PR #197247, opened 2026-05-12
[libclc] Create a static `.a` file in addition to the `.bc` file

jhuber6:
Summary:
This changes the libraries to be object libraries instead of static
libraries. We can then just link these into final static libraries that
contain everything we need.

The desire here is that we'd need static libraries if we wanted to move
away from `-mlink-builtin-bitcode` appraoches.

Effectively we'll have `libclc.a` next to `libclc.bc` and the idea is that we could alternatively link it and let the target linker handle it.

----------

**ASSIGNMENT**:
Looking at the material above, say how many of its lines hold the word "that", giving only the number.

**OUTPUT FOR THIS TASK**:
3